(Data excerpts)
■ ■ ■ ■
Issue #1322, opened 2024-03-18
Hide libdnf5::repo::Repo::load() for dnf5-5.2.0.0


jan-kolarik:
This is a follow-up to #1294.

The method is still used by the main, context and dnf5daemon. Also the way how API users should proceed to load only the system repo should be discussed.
■ ■ ■ ■
WHAT THE TASK ASKS - Among the entries, find every line holding "repo" and return it.

EXERCISE ANSWER -
Hide libdnf5::repo::Repo::load() for dnf5-5.2.0.0
The method is still used by the main, context and dnf5daemon. Also the way how API users should proceed to load only the system repo should be discussed.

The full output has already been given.